Dès 1987, Meirieu propose d’abandonner les termes « styles cognitifs, » « intelligences multiples » ou « profils pédagogiques » au profit de « stratégies d’apprentissage, » un changement qu’il juge fondamental. Travailler en termes de « stratégies d’apprentissage » implique de:
- Considérer simultanément la nature des problèmes, les ressources disponibles et leur utilisation optimale
- Intégrer l’existence des différences culturelles, socio-affectives et des acquis antérieurs
- Reconnaître la multiplicité des voies d’accès à la connaissance
- Refuser de catégoriser définitivement les individus par un diagnostic a priori
- Proposer des approches méthodologiques communes (« invariants structurels ») tout en étant attentif à la manière singulière dont chacun se les approprie (« variables sujets »)

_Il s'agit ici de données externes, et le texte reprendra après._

PR #1327, opened 2019-11-13
Check stratagem

### LINKED ISSUE #1192: Create `check_stratagem` Action Plugin
Create `check_stratagem` Action Plugin that will check if stratagem is installed or not.

The returned data will indicate whether the required stratagem rpm is currently installed on a node.

mkpankov:
I tested it locally via CLI and manual installation of RPMs and it works, but I want to do 2 more things:
1. Research automated tests for this. It seems we need to mock `rpm` for that. Don't want to get lost in the woods, just consider what is the direction we could take.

- Diversifier sa panoplie méthodologique tout en suscitant chez les élèves une réflexion métacognitive
- Organiser régulièrement des « pauses méthodologiques » pour permettre à chaque élève de faire le point sur sa manière de travailler
- Transférer progressivement le pilotage de la différenciation du maître vers l’élève.
Meirieu esquisse ensuite les contours d’une « pédagogie différenciée réaliste et lucide » pour aujourd’hui, qui conjuguerait la construction du collectif et la prise en charge des personnes. Il s’agit de:
- Constituer des groupes d’élèves suffisamment proches pour communiquer et s’engager sur des apprentissages communs, mais suffisamment différents pour s’enrichir mutuellement
- Engager des projets communs dotés d’un contenu culturel fort
- Mettre en place une individualisation qui respecte la « différence » de chaque élève au sein du collectif institué
- Alterner une différenciation successive (qui étend le répertoire méthodologique de chacun) avec une différenciation simultanée (qui permet à chacun de progresser selon ses propres voies)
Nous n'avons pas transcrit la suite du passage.